Belgium pig farmers mounted a protest in the centre of Brussels last week.
Some 200 tractors briefly blocked the streets as they highlighted the plight of the pork sector – though every effort was made to keep traffic disruption to a minimum.
The demonstrators, members of the General Farmers’ Syndicate (ABS), were calling for government support.
The farmers handed in letters of protest to the Belgium parliament.
The rise in feed prices has hit the Belgium pig sector hard as it comes on the back of lost sales due to African swine flu.
farmer Heidi Sagaerttold the Brussels Times: “The piglets we sell earn us €4,000, but the bill from the feed manufacturer is €8,000.”

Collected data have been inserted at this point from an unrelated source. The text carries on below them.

PR #524, opened 2019-01-17
(CLOUD-953) Migrate test framework to pytest

csovant:
Jira issue? CLOUD-953
6.5.0 doc changes needed? no
7.0.0 doc changes needed? no


cicd/forgeops-tests/tests/smoke/ds/test_ds.py
```diff
@@ -8,32 +8,36 @@
...
     @classmethod
-    def tearDownClass(self):
-        """DSSmoke suite teardown"""
-        self.dscfg.stop_ds_port_forward(instance_nb=0)
-        self.dscfg.stop_ds_port_forward(instance_nb=1)
+    def setup_class(cls):
+        """DSSmoke suite setup"""
+
+        cls.dscfg.ds0_popen = cls.dscfg.start_ds_port_forward(instance_nb=0)
+        cls.dscfg.ds1_popen = cls.dscfg.start_ds_port_forward(instance_nb=1)
```
andrewvinall: Nice to have this here.

cicd/forgeops-tests/tests/smoke/ds/test_ds.py
```diff
@@ -8,32 +8,36 @@
...
+class TestDS(object):
     dscfg = DSConfig()
 
     @classmethod
-    def tearDownClass(self):
-        """DSSmoke suite teardown"""
-        self.dscfg.stop_ds_port_forward(instance_nb=0)
-        self.dscfg.stop_ds_port_forward(instance_nb=1)
+    def setup_class(cls):
+        """DSSmoke suite setup"""
```
andrewvinall: Comment is out of date.
Is the comment (and similar elsewhere) even necessary?

cicd/forgeops-tests/tests/smoke/idm/test_idm.py
```diff
@@ -8,28 +8,28 @@
...
+
+        logger.test_step('Ping OpenIDM')
+        response = get(verify=self.idmcfg.ssl_verify, auth=('openidm-admin', 'openidm-admin'),
+                       url=self.idmcfg.rest_ping_url)
+        rest.check_http_status(http_result=response, expected_status=200)
 
     def test_1_create_managed_user(self):
         """Test to create managed user as admin"""
+
         headers = self.idmcfg.get_admin_headers({
```
andrewvinall: Future work: Would be good to use this get_ccccc_headers consistently for the other products too.

cicd/forgeops-tests/tests/smoke/ds/test_ds.py
```diff
@@ -56,32 +60,39 @@ def test_resource_replication(self):
...
-    @classmethod
-    def tearDownClass(self):
-        instance = DSSmoke()
-        """Delete datastore resource from users/"""
+    @pytest.fixture()
+    def setup_teardown_test_resource_replication(self):
+        """"Setup and Teardown for test_resource_replication"""
 
-        logging.info("Deleting user entry with ID newuser_ds0 from userstore-0")
+        yield "resource"
```
andrewvinall: I haven't grasped fixtures yet.  But does "resource" map to test_1_resource_replication?

cicd/forgeops-tests/tests/smoke/idm/test_idm.py
markg58: I don't think other products pass headers the same way that IDM does.

cicd/forgeops-tests/Dockerfile
```diff
@@ -3,6 +3,10 @@ FROM python:3.5-alpine
 
 RUN apk add --no-cache bash
 
+RUN pip3 install pytest
+RUN pip3 install allure-pytest
+RUN pip3 install pytest-html
+RUN pip3 install pytest-metadata
+RUN pip3 install requests
 RUN pip install requests
```
markg58: remove this line as previous line is ```RUN pip3 install requests```

cicd/forgeops-tests/Dockerfile
```diff
@@ -3,6 +3,10 @@ FROM python:3.5-alpine
...
-RUN pip install html-testRunner
 RUN pip install beautifulsoup4
```
markg58: should this be ```RUN pip3 install beautifulsoup4```

cicd/forgeops-tests/config/ProductConfig.py
```diff
@@ -11,6 +11,9 @@
 import time
```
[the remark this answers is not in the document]
markg58: Are we going to follow the PEP8 style guide?

- [Class Names](https://www.python.org/dev/peps/pep-0008/#id41)
- [Package and Module Names](https://www.python.org/dev/peps/pep-0008/#id40)

cicd/forgeops-tests/config/ProductConfig.py
```diff
@@ -97,8 +100,10 @@ def __init__(self):
             self.ds1_url = 'http://userstore-1.userstore.%s.svc.cluster.local:8080' % tests_namespace()
         else:
             self.helm_cmd = 'kubectl'
-            (self.ds0_url, self.ds0_popen) = self.start_ds_port_forward(instance_nb=0)
-            (self.ds1_url, self.ds1_popen) = self.start_ds_port_forward(instance_nb=1)
+            self.ds0_local_port = self.get_free_port(8080)
+            self.ds0_url = 'http://localhost:%s' % self.ds0_local_port
+            self.ds1_local_port = self.get_free_port(8080)
+            self.ds1_url = 'http://localhost:%s' % self.ds1_local_port
```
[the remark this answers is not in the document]
markg58: Is there an advantage to have the class (DSConfig) attributes in a collection?  I could possibly see that if they were part of ProductConfig or were being shared between classes, but they aren't.  But, I could be mistaken.  Liked to understand more.

cicd/forgeops-tests/tests/smoke/ds/test_ds.py
csovant: All these messages are docstrings and appear in the report (need to do modification to have them in the html one but we have them in allure for sure) as decription for the testcase.
Can be also used by pydoc to generate a doc for the tests.

cicd/forgeops-tests/tests/smoke/ds/test_ds.py
csovant: Yes in fact it seems that you can put what you want in the string. 
I used "resource" because I found that in an example but you can use what you want, I don't where this info/string appear.
Looks like the only important stuff is the `yield` call which calls the calling method.

cicd/forgeops-tests/Dockerfile
csovant: Good catch, should be `pip3` in this file

cicd/forgeops-tests/config/ProductConfig.py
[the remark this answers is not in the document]
andrewvinall: PEP8 style guide seems a good choice.

cicd/forgeops-tests/tests/smoke/idm/test_idm.py
andrewvinall: This appears in test_am.py
`    def setup_class(cls):
        """Setup a user that will be tested in user login."""

        headers = {'X-OpenAM-Username': 'amadmin', 'X-OpenAM-Password': 'password',
                   'Content-Type': 'application/json', 'Accept-API-Version': 'resource=2.0, protocol=1.0'}`

It will be good to try and be consistent.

A support package from the Flemish government worth €16 million has done little to directly help farmers, being using mainly towards promotion and labelling campaigns and to finance an organisation that collects carcases and animal residues on its behalf.
Barely a third of that amount, €5.75 million, went to pig farmers, with some 200 young farmers and 800 others who had invested heavily in sustainability measures benefitting.
Farming union president Hendrik Vandamme ridiculed the level of support that had been offered, arguing that €100 million backing was more realistic.
“Direct aid is available to barely a third of pig farmers and varies from €2,500 to €7,500,” he told the newspaper.
“For that amount you cannot buy half a week’s worth of feed.”
He added: “In Wallonia, farmers received a financial injection of €526 per sow. In the Netherlands, there is an allowance for fixed costs of up to €225,000 per farm.”
Flemish agriculture minister Hilde Crevits has conceded that more needs to be done for farmers but gave no short-term promises.
The minister said: “I know that we will need long-term measures. We also need to work in a structural way.
“There must be more respect from consumers and retailers.”